Glad to be gay; not fussed at being bust

Filed under: foreign,politics — - @ 9:00 am
Tags: , ,
The western front of the United States Capitol...

Image via Wikipedia

It is the most jaw-dropping thing I read last week. Possibly last month.

From the excellent Outstanding Investments financial newsletter (subscription only):

“Let’s get past the military fact that it’s raining steel in Libya. Something else troubles me. The U.S. government doesn’t have a 2011 budget for its Department of Defense – and we’re six months into the fiscal year. This is, at root, courtesy of the last Congress, which failed to pass a defense budget in the waning days of 2010.

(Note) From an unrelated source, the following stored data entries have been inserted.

PR #3365, opened 2020-11-03
Generalize swap actions

thomaseizinger:
Instead of every client needing to repeat themselves in how specific
actions are constructed from the params, we construct the action
directly in the swap protocol functions and emit fairly simply actions
to the caller.

This simplifies the implementation of clients driving the swap.

Additionally, this is conceptually better from the perspective of the
protocol execution function. For this function to be coherent, it
should control all parts that are critical to protocol. Building the
actual action inside the protocol function provides this control.


D4nte (approved):

da-kami (approved):

thomaseizinger:
bors retry

PR #3375, opened 2020-11-05
Yield the blocks as they are mined whilst checking the history

thomaseizinger:
In order to be exhaustive, we need to go all the way back until the
start of the swap. However, most likely the transaction we are looking
for is somewhere within the next blocks.
To speed this process up, we periodically also check the last block.

### DIFF
--- a/comit/src/btsieve.rs
+++ b/comit/src/btsieve.rs
@@ -78,6 +78,7 @@ where
             block,
             |_| true, // initially, yield all blocks because we haven't seen any of them
             connector,
+            poll_interval,
             &co,
         )
         .await?;
@@ -91,6 +92,7 @@ where
                 block,
                 |b| !seen_blocks.contains(b), // only yield if we haven't seen the block before
                 connector,
+                poll_interval,
                 &co,
             )
             .await?;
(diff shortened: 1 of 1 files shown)


comit/src/btsieve.rs
```diff
@@ -172,3 +189,190 @@ where
...
+
+        let gen = fetch_blocks_since(&connector, start_of_swap, ZERO_POLL_INTERVAL);
+        let yielded_blocks = fallible_generator_to_try_stream(gen)
+            .map_ok(|b| b.number)
+            .try_take_while(|n| future::ready(Ok(*n != 52)))
+            .try_collect::<Vec<_>>();
+
+        let processed_blocks = tokio::time::timeout(Duration::from_secs(60), yielded_blocks)
+            .await
+            .expect("block 52 to be yielded within 60 seconds")
```
D4nte, line 227: Do you want to check it goes backward too?

D4nte (approved):

comit/src/btsieve.rs
thomaseizinger: We already check this with our e2e tests and with the integration tests of btsieve. We could in theory replace those tests with what we have here but I don't think it is worth it.

The point of this test was really to make sure the newly added functionality is properly covered!

PR #3380, opened 2020-11-10
Replace language-specific formatters with dprint

thomaseizinger:
This has several advantages:

1. dprint is a lot faster, checking if the whole codebase is
formatted is so fast it is barely noticable.
2. A single tool for all languages (including markdown!), this
simplifies configuration a lot.
3. dprint directly depends on rustfmt and not on the version
shipped with cargo. As such, we can opt into any feature, nightly
or not which means we can remove the dependency on the Rust nightly
toolchain :tada:


.dprintrc.json
```diff
@@ -0,0 +1,37 @@
...
+  },
+  "includes": ["**/*.{ts,tsx,js,jsx,json,md,rs,toml}"],
+  "excludes": [
+    "**/node_modules",
+    "**/*-lock.json",
+    "**/target",
+    "LICENSE.md",
+    "tests/root.schema.json",
+    "tests/siren.schema.json",
+    "nectar/src/database.rs"
```
thomaseizinger, line 28: This is unfortunate for now, here is the explanation: https://github.com/dprint/dprint/issues/320

D4nte:
>     3. dprint directly depends on rustfmt and not on the version
>        shipped with cargo. As such, we can opt into any feature, nightly
>        or not which means we can remove the dependency on the Rust nightly
>        toolchain 🎉

Do you mean the rustfmt crate as a lib?

Makefile
```diff
@@ -74,31 +50,20 @@ all: format build clippy test doc e2e
...
-check_format: check_rust_format check_toml_format check_ts_format
-
-format: install_rustfmt install_tomlfmt
-	$(CARGO_NIGHTLY) fmt -- --files-with-diff | xargs -I{} git add {}
-	@$(foreach file,$(CARGO_TOML_FILES),$(CARGO) tomlfmt -p $(file) && git add $(file);)
-ifneq (,$(MODIFIED_TYPESCRIPT_FILES))
-	(cd ./tests; yarn install; yarn run fix)
-endif
+check_format:
+	dprint check
```
D4nte, line 64: How do I install dprint?

RELEASING.md
```diff
@@ -39,7 +38,7 @@ We split the release into different workflows for several reasons.
 
 1. Building and attaching the binary needs to happen for several platforms whereas the actual release (and tag) only needs to be created once.
 2. It allows for multiple entry-points into the release process:
-Building binaries is triggered by a "release" event, which could in theory be created manually and doesn't necessarily have to be created through the release automation.
+   Building binaries is triggered by a "release" event, which could in theory be created manually and doesn't necessarily have to be created through the release automation.
```
D4nte, line 41: wow, neat

cnd/CHANGELOG.md
```diff
@@ -9,194 +9,180 @@ and this project adheres to [Semantic Versioning](https://semver.org/spec/v2.0.0
 
 ### Added
 
--   `create-transaction` sub-command: Create a signed transactions for redeeming or refunding `hbit` protocols.
--   `print-secret` sub-command: Prints the secret of a swap IF the node acts in the role of Alice for this swap.
+- `create-transaction` sub-command: Create a signed transactions for redeeming or refunding `hbit` protocols.
```
D4nte, line 12: My understanding is that the release git hub action **adds* the spaces when manipulating the file.

which mean dprint removes it, release adds them, bot fight!

You also setup the release action, I guess maybe tell dlint to put 4 spaces for bullet lists?

cnd/CHANGELOG.md
```diff
@@ -9,194 +9,180 @@ and this project adheres to [Semantic Versioning](https://semver.org/spec/v2.0.0
...
+- Ping btsieve on cnd startup, checking for presence and version compatibility.
 
 ### Changed
 
--   Move config files to standard location based on platform (OSX, Windows, Linux).
--   Align implementation with RFC-002 to use the decision header instead of status codes.
+- Move config files to standard location based on platform (OSX, Windows, Linux).
+- Align implementation with RFC-002 to use the decision header instead of status codes.
 
 [Unreleased]: https://github.com/comit-network/comit-rs/compare/cnd-0.9.0...HEAD
```
D4nte, line 174: Same issue than for the list, I believe the release github action added the new lines.

cnd/Cargo.toml
```diff
@@ -1,41 +1,41 @@
 [package]
-authors = ["CoBloX <hello@coblox.tech>"]
 name = "cnd"
```
D4nte, line 2: Let's remove cargo toml from the CI/makefile then.

comit/Cargo.toml
```diff
@@ -1,54 +1,52 @@
...
+libp2p = { version = "0.29", default-features = false, features = [ "yamux", "noise" ] }
 proptest = "0.10"
 spectral = { version = "0.6", default-features = false }
-tokio = { version = "0.2", features = ["macros"] }
+tokio = { version = "0.2", features = [ "macros" ] }
 
 [features]
-default = []
-test = ["libp2p/yamux", "libp2p/noise"]
+default = [ ]
```
D4nte, line 51: meh, this is odd. Can it be setup differently?

D4nte (changes requested):
There is a conflict for the markdown formatting between dprint and the github release action.

I am not convinced about the toml formatting.

Makefile
thomaseizinger: Which ever way you prefer: https://dprint.dev/install/

I've changed my mind on this auto-installing tools topic. What is important is that versions of tools are enforced, like we do for `node` for example but devs should be able to decide themselves, how they want to manage their environment.

cnd/CHANGELOG.md
thomaseizinger: Yes, if you check the release workflow, I am installing dprint there and format everything after the release action updated the file to make sure there isn't a bot fight :)

cnd/Cargo.toml
thomaseizinger: So actually, our manifest files are not formatted correctly given the guidelines that are recommended here: https://github.com/rust-dev-tools/fmt-rfcs/blob/master/guide/cargo.md?rgh-link-date=2020-11-10T07%3A37%3A52Z

See also https://github.com/dprint/dprint/issues/321 for more discussion!

comit/Cargo.toml
thomaseizinger: At the moment no, I would need to fix this upstream in `toml-parse`. I don't mind much personally though.

cnd/Cargo.toml
D4nte: It's not what I meant. I added a comment on the offending line.

Makefile
```diff
@@ -5,29 +5,18 @@ RUSTUP = rustup
...
-CARGO_NIGHTLY = $(RUSTUP) run --install $(NIGHTLY_TOOLCHAIN) cargo --color always
-
 GIT_HOOKS_PATH = ".githooks"
 GIT_HOOKS = $(wildcard $(GIT_HOOKS_PATH)/*)
 
 INSTALLED_TOOLCHAINS = $(shell $(RUSTUP) toolchain list)
 INSTALLED_COMPONENTS = $(shell $(RUSTUP) component list --installed --toolchain $(TOOLCHAIN))
-INSTALLED_NIGHTLY_COMPONENTS = $(shell $(RUSTUP) component list --installed --toolchain $(NIGHTLY_TOOLCHAIN))
 
 CARGO_TOML_FILES = $(wildcard **/Cargo.toml)
```
D4nte: I believe this is not needed anymore

thomaseizinger:
> > ```
> > 3. dprint directly depends on rustfmt and not on the version
> >    shipped with cargo. As such, we can opt into any feature, nightly
> >    or not which means we can remove the dependency on the Rust nightly
> >    toolchain 🎉
> > ```
> 
> Do you mean the rustfmt crate as a lib?

Yes! See here: https://github.com/dprint/dprint-plugin-rustfmt/blob/7697eab89dc6ac2c548d6bbf53ccdecd0034c86a/Cargo.toml#L15

tests/src/environment/crash_listener.ts
```diff
@@ -1,12 +1,12 @@
 export function crashListener(
     pid: number,
     component: string,
-    logFile: string
+    logFile: string,
```
D4nte, line 4: Can we apply a configuration to get a result that does not change so many files?

thomaseizinger: Will try!

thomaseizinger: I tried with `"trailingCommas": "never"` but the diff shrinks only by a couple of lines because we are currently not consistent on this topic. I do think that `"trailingCommas": "onlyMultiLine"` - which is the default - is better though so I am gonna keep it I think!

Makefile
thomaseizinger: In the case of dprint, what is important are the versions + configuration of the plugins. Both are in the dprint configuration file so the actual version of `dprint` is not that important!

D4nte (approved):

PR #385, opened 2022-01-06
fetch system chain, name and version

paulormart:
I find this additional information useful to be available from a client tool perspective. And goes in line with the methods available in `polkadot.js`.

### DIFF
--- a/tests/integration/client.rs
+++ b/tests/integration/client.rs
@@ -124,19 +124,10 @@ async fn test_iter() {
 }
 
 #[async_std::test]
-async fn fetch_system_chain() {
+async fn fetch_system_info() {
     let node_process = test_node_process().await;
-    node_process.client().rpc().system_chain().await.unwrap();
-}
-
-#[async_std::test]
-async fn fetch_system_name() {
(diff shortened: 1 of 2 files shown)


ascjones (commented):
Nice, please add some tests for these though.

Just something like https://github.com/paritytech/subxt/blob/415e1222d23ca5b00a68128f63c74e4554780a4e/tests/integration/client.rs#L51

tests/integration/client.rs
```diff
@@ -122,3 +122,21 @@ async fn test_iter() {
     }
     assert_eq!(i, 13);
 }
+
+#[async_std::test]
+async fn fetch_system_chain() {
+    let node_process = test_node_process().await;
+    node_process.client().rpc().system_chain().await.unwrap();
+}
```
ascjones, line 130: Actually could you combine these into one single test? Spinning up 3 separate nodes for this will unnecessarily increase CI times.

paulormart: Good point. done

ascjones (approved):
LGTM!

jsdw (approved):

PR #386, opened 2022-01-06
fix remote example

paulormart:
The port number is required in the `url` for the remote node. 

Also `client-ws-transport` feature needs to be specified for `wss` to be handled properly.


insipx (approved):
lgtm, thanks for the fix!

niklasad1 (approved):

No defense budget? Last year, there was political capital for Congress to pass ‘don’t ask, don’t tell’ legislation. But for some strange reason, Congress could not pass anything as mundane as a law to fund procurement and operations, let alone to pay the troops.

Not to put too fine a point on it, Congress has authorized no money to fight wars – at least not this one.

Such ludicrous priorities kill off forever the idea that American liberals are much more down-to-earth than their British counterparts.

So a near-bankrupt Uncle Sam is bombing Libya on an open-ended spending spree but at least everyone involved is comfortable with his sexuality. I think I just heard the first cuckoos of spring.